Si le basculement du tueur de Nice était donc très récent, il aurait, en tout cas, tout mis en œuvre pour perpétrer «au mieux» son dessein. Outre ses recherches sur le Net, l’enquête a mis en avant le caractère prémédité de l’attentat, notamment en matière de logistique. L’attentat a bel et bien été «pensé et préparé». Pour son crime, Lahouaiej-Bouhlel a ainsi contacté le 4 juillet une société de location de Saint-Laurent-du-Var, à une poignée de kilomètres de Nice pour louer un camion frigorifique de 19 tonnes dans la semaine du 11 juillet.
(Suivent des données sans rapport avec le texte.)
PR #3030, opened 2022-07-15
Update links: Open all FAQ links in a new tab

### LINKED ISSUE #2981: Backarrow on FAQ page does not restore view after visiting Glossary

larswmh:
Resolves #2981 

With this PR, any link in the FAQ opens up in a new tab. The changes are quite hard to represent in screenshots since there were many changes in this, however I'd like to explain my method of solving this.

Using the regular expression `<a href='[^']*'>`, any links that **only** contain the `href` attribute were highlighted. The attribute `target='_blank'` was added to all matching results, as suggested in the issue and preceding pull request (#3009).

---
Internal Tracking ID: [EXPOSUREAPP-13506)](https://jira-ibs.wbs.net.sap/browse/EXPOSUREAPP-13506)

### DIFF
--- a/src/data/faq.json
+++ b/src/data/faq.json
@@ -274,7 +274,7 @@
                                 "anchor": "rat_tan_hotline",
                                 "active": false,
                                 "textblock": [
-                                    "It is not possible to share a positive <a href='#glossary_rapid_antigen_test'>rapid antigen test</a>, <a href='#glossary_selftest'>self-test</a> or <a href='#glossary_rapid_pcr_test'>rapid PCR test</a> result via the TAN hotline."
+                                    "It is not possible to share a positive <a href='#glossary_rapid_antigen_test' target='_blank'>rapid antigen test</a>, <a href='#glossary_selftest' target='_blank'>self-test</a> or <a href='#glossary_rapid_pcr_test' target='_blank'>rapid PCR test</a> result via the TAN hotline."
                                 ]
                             },
                             {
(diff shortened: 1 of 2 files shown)


dsarkar (approved):

MikeMcC399:
@dsarkar / @larswmh 

There has never been a written policy here about external links (it's never too late though!) but for consistency  `rel='noopener noreferrer'` would need to be added to ensure security for external links, such as 

`<a href='https://tools.rki.de/PLZTool/en-GB' target='_blank'>Robert Koch Institute Tool: Health authority by postal code or place</a>`

which have been converted to use `target='_blank'`.

larswmh:
@MikeMcC399 I've created issue #3031 to keep track of this issue as we're planning to fix this soon. Thanks for bringing this up!

PR #3032, opened 2022-07-18
Update FAQ: Ensure security on external links

larswmh:
Fixes #3031 

`rel='noopener noreferrer'` was added to all external links in the FAQ. 

Some links that were not covered by #3030 due to the fact that they had `target='_self'` in it were corrected to `target='_blank'`, so that they open up in a new tab as intended.

---
Internal Tracking ID: [EXPOSUREAPP-13638](https://jira-ibs.wbs.net.sap/browse/EXPOSUREAPP-13638)

PR #3033, opened 2022-07-18
FAQ link fixes for fix/3031

MikeMcC399:
@larswmh 

I managed to make progress on Cypress testing and found some other link issues to be fixed. I've described the changes below and put them into this PR as an add-on to your PR https://github.com/corona-warn-app/cwa-website/pull/3032.

In the English and German FAQs:

- In https://www.coronawarn.app/en/faq/results/#vac_booster_basics there is a link with `target='blank'` instead of` '_blank'`. That opens a new frame using the frame name `blank`, which is probably not what is intended (see https://www.w3schools.com/tags/att_a_target.asp) so I changed it.

- In https://www.coronawarn.app/en/faq/results/#check_in_qr_code_other_codes I changed `_self` to `_blank` to conform with the other links

- In https://www.coronawarn.app/en/faq/results/#who_can_help there was a malformed hyperlink with `<a/>` instead of `</a>` to the community page which I fixed

- In https://www.coronawarn.app/en/faq/results/#where_can_i_get_tested and https://www.coronawarn.app/en/faq/results/#qr_test I added missing `target='_blank'` attributes 

In addition in the German Glossar

- https://www.coronawarn.app/de/faq/results/#glossary_rapid_antigen_test I added a missing `rel='noopener noreferrer'` to the link for an external PDF file. This was already correct in the English Glossary.


Ein-Tim (approved):
Changes looking good to me!

larswmh (approved):
Thanks for these fixes

Issue #377, opened 2016-02-29
Connections not shared across worker instances


andrewvc:
We need to refactor our use of the ruby client and make this worker a threadsafe shared object to make more efficient use of connections.

andrewvc:
This issue will be closed when https://github.com/logstash-plugins/logstash-output-elasticsearch/pull/381 is closed

suyograo:
Fixed in #390

PR #381, opened 2016-03-02
Make this plugin a 'threadsafe' output (requires LS >= 2.2.0)

andrewvc:
Fixes https://github.com/logstash-plugins/logstash-output-elasticsearch/issues/377
Before acceptance this will need https://github.com/elastic/elasticsearch-ruby/pull/281
Merged in and used for the ruby client


andrewvc:
Since threadsafe plugins only support 2.2 I removed `#receive` which meant letting us remove a big chunk of old code.

andrewvc:
I'm realizing now we need to now add connection pool options (max_connections, max_per_host) to limit connections with the shared pool.

lib/logstash/outputs/elasticsearch/buffer.rb
```diff
@@ -1,124 +0,0 @@
-require 'concurrent'
```
suyograo: Was this file/class unused?

suyograo: Ah, I follow - we are using the batches from pipeline so there's no need for `Stud::Buffer`

andrewvc: This was the internal buffer used for `#receive`. In logstash 2.2+ we only call `#multi_receive` so no internal buffering is necessary!

lib/logstash/outputs/elasticsearch/common_configs.rb
```diff
@@ -88,21 +88,11 @@ def self.included(mod)
...
-      # In Logstashes <= 2.1 this plugin uses its own internal buffer of events.
-      # This config option sets that size. In these older logstashes this size may
-      # have a significant impact on heap usage, whereas in 2.2+ it will never increase it.
-      # To make efficient bulk API calls, we will buffer a certain number of
-      # events before flushing that out to Elasticsearch. This setting
-      # controls how many events will be buffered before sending a batch
-      # of events. Increasing the `flush_size` has an effect on Logstash's heap size.
-      # Remember to also increase the heap size using `LS_HEAP_SIZE` if you are sending big documents
-      # or have increased the `flush_size` to a higher value.
       mod.config :flush_size, :validate => :number, :default => 500
```
suyograo: Let's also mark it `deprecated`. We should make it `obsolete` in 5.0

andrewvc: I'm not sure if we want to, @ppf2 has a use case where they have multiple ES outputs only one of which needs to have a flush_size of 1. Since the cost to us is so low (it's like 3 lines of code) I'd rather not deprecate it . I know @jordansissel feels strongly here. We should discuss this further!

jordansissel: What's the use case of keeping flush_size? Why would someone set it to 1?

andrewvc: @ppf2 has a case where they receive occasional 120MB+ events and they don't want to have 2 of them in the same bulk request. Most requests go through the other output with a normal flush_size

andrewvc: @jordansissel to clarify they check to see if they have jumbo messages and shunt those to the `flush_size = 1` ES output.

jordansissel: Gotcha, so the problem is large (byte size) messages. We should move towards an intelligent bulk sizing by bytesize, not by event size, and this decision should be made by the plugin automatically - I know this isn't the case right now, but making this improvement would resolve the need to hardcode "how many documents per bulk" in anyone's config.

ppf2: +1 on having flush size by byte size (eg. https://github.com/elastic/logstash/issues/4000), currently, it's quite cumbersome for the end user having to write their own ruby filter to check for byte size, and define multiple ES output plugins with different flush_size settings to accommodate messages of various sizes (and most of the time, the admins setting up the Elastic Stack has no control over the content of these messages for they are fed in by different application groups).

suyograo: I think its ok to mark it `deprecated` if we have to keep this setting around for just one use case (the 120MB event). IMO this is an edge case. We should discourage folks from using `flush_size` because you have the `pipeline-batch-size`. Having to tweak event batches in 2 places is just confusing. 

Open to discussing this via zoom with a larger group

suyograo: Also, we don't have to do this now - i.e. this PR does not need to be blocked by this decision.

andrewvc: @suyograo I don't think we should mark things as deprecated when there isn't a replacement yet. If we say 'deprecated, use flush_byte_size instead that makes sense, but until then, not a great idea IMHO. It's frustrating to tell a user 'don"t use this, and there's no replacement''

jordansissel: My hope is that we don't have a `flush_byte_size` setting at all.

We don't need to deprecate flush_size in this PR, but before our next minor release, I think we should. We should discourage users from using it now and in the future (which has always been my internal meaning of 'deprecated' -- aka: "do not use").  Let's open a separate ticket to discuss when+how to remove flush_size and continue this specific thread there so we don't cloud up this PR, sound ok?

andrewvc: :+1:

suyograo: Agree with @jordansissel on this. I strongly recommend we get away from having to tune batches in multiple places. But, I completely agree this is out of line for this PR, so lets take this discussion to a new issue :)

suyograo:
Changes looks good to me, pending the upstream elasticsearch-ruby patch. Would also like another set of eyes to take a look at this

PR #387, opened 2016-03-07
Improved .travis.yml to support multiple ES versions + use better formatting

andrewvc:
The .travis.yml file should support multiple ES versions, this fixes this. It also cleans up the output to be more legible and no longer interleaves the background ES process logs with the rspec logs. It will barf out the background logs in the event of an error.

Il aurait prétexté un «déménagement». Une fois en sa possession, le véhicule réapparaît deux jours plus tard, le 13 juillet. Les caméras de vidéosurveillance, dont la ville de Nice est truffée, l’enregistrent, dans le quartier Auriol. Le camion sera récupéré le 14, aux alentours de 21h34, par Lahouaiej. Au volant, il passe par le quartier Magnan, avant de s’engager en direction de la Promenade sur le front de mer. Pas freiné par le dérisoire barrage policier qui ferme la promenade, il entamera, dès lors, sa course macabre sur la foule rassemblée là.
Les enquêteurs ont aussi établi que l’homme a effectué des «repérages» et pris des «selfies» sur la Promenade des Anglais, dans les heures précédant l’attaque. Il aurait aussi effectué des recherches concernant les festivités à Nice, mais aussi sur des vidéos montrant de «terribles» ou «horribles» accidents de la circulation. A aussi été retrouvée dans son téléphone une photo d’un article de Nice-Matin faisant référence à un chauffard ayant volontairement foncé sur la terrasse d’un restaurant du port de Nice le 31 décembre.
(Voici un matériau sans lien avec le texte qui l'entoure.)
PR #389, opened 2016-03-10
Set ssl options regardless of :ssl true or false

### LINKED ISSUE #388: https URLs should set ssl options
Using an HTTPS URL will ignore custom keystore settings, this needs to be fixed.

jsvd:
instead of only formatting ssl options if :ssl => true, always do it.

This allows ssl settings to be used if :ssl is set to false but the URL passed in the hosts array uses the https schema (i.e. `https://..`)

fixes #388

### DIFF
--- a/lib/logstash/outputs/elasticsearch/http_client_builder.rb
+++ b/lib/logstash/outputs/elasticsearch/http_client_builder.rb
@@ -59,8 +59,14 @@ module LogStash; module Outputs; class ElasticSearch;
     end
 
     def self.setup_ssl(logger, params)
-      return {} if params["ssl"].nil?
-      return {:ssl => {:enabled => false}} if params["ssl"] == false
+
+      if params["ssl"].nil?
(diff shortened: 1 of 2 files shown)


andrewvc:
LGTM

andrewvc:
@jsvd do you mind squashing and rebasing? jarvis can't merge this.

andrewvc:
@jsvd what is the purpose of this PR? What feature does it enable?

jsvd:
@andrewvc I edited the PR description to describe its purpose

andrewvc:
@jsvd as I wrote in https://github.com/logstash-plugins/logstash-output-elasticsearch/issues/388 I don't think this should work that way. Maybe we should continue the discussion there?

jsvd:
this has been fixed in https://github.com/logstash-plugins/logstash-output-elasticsearch/commit/e7259de52f88643cc3311ce73d4dfa4663041a87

Depuis le 14 juillet, plusieurs personnes ont été mises en garde à vue par la police française. Les enquêteurs cherchent désormais d’éventuels complices qui auraient pu aider sur le plan logistique le tueur, notamment en lui fournissant des armes. Dans le camion, toutefois, une seule arme de poing a été retrouvée, les autres étant factices, ce qui intrigue d’ailleurs les enquêteurs. «L’un des gardés à vue apparaît comme le destinataire d’un SMS envoyé par le terroriste dans les minutes précédant son passage à l’acte le 14 juillet, très précisément à 22h27, mentionnant l’acquisition de pistolets», a précisé le procureur Molins. Toutes les communications sont passées au peigne fin par les enquêteurs afin d’identifier un éventuel réseau de complicités, si réseau il y a.
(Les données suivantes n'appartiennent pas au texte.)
PR #390, opened 2016-03-10
Threadsafety + Exponential Backoff

andrewvc:
Fixes 
https://github.com/logstash-plugins/logstash-output-elasticsearch/issues/377
Requires elasticsearch-ruby from this branch: https://github.com/elastic/elasticsearch-ruby/pull/296

This moves the sniffer to the new one in the elasticsearch_ruby client and adds two new options for connection pooling and one for health checking. The new concept of health checks may break existing clusters where '/' is blocked for security. I'm not sure what the best approach here is since we do want a way to check if a cluster is up without interrupting regular execution flow.

The new `pool_max` and `max_per_route` options set max # of concurrent connections + the maximum concurrent connections to a given backend. The default values of 50 and 30 should be fine given that the new connection selector strategy tries to evenly spread connections across backends.

This also adds exponential backoff to connection retries with a ceiling of `retry_max_interval` which is the most time to wait between retries, and `retry_initial_interval` which is the initial amount of time to wait. `retry_initial_interval` will be increased exponentially between retries until a request succeeds.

Ce profil inédit d’un tueur difficile à détecter suscite, dans tous les cas, l’inquiétude croissante des forces de police comme de la population. Et présage sans doute d’autres passages à l’acte, tout aussi difficiles à arrêter.

 

Jenny Saleh

L’Allemagne touchée
Lundi soir, un réfugié afghan de 17 ans a blessé grièvement quatre passagers d’un train régional, entre Treuchtlingen et Würzburg, en Bavière. Une attaque perpétrée à la hache et au couteau par le jeune homme, qui vivait dans un foyer pour mineurs isolés. Il a été abattu par la police qui a retrouvé un drapeau de l’Etat islamique chez lui. Daech a d’ailleurs revendiqué, dès mardi matin, l’attaque, via son agence Amaq. «L’auteur de l’opération exécutée à coups de hache en Allemagne est l’un des soldats de l’Etat islamique. Il a effectué son opération en répondant aux appels incitant à frapper les pays de la coalition qui combat l’Etat islamique», affirme l’EI dans son communiqué.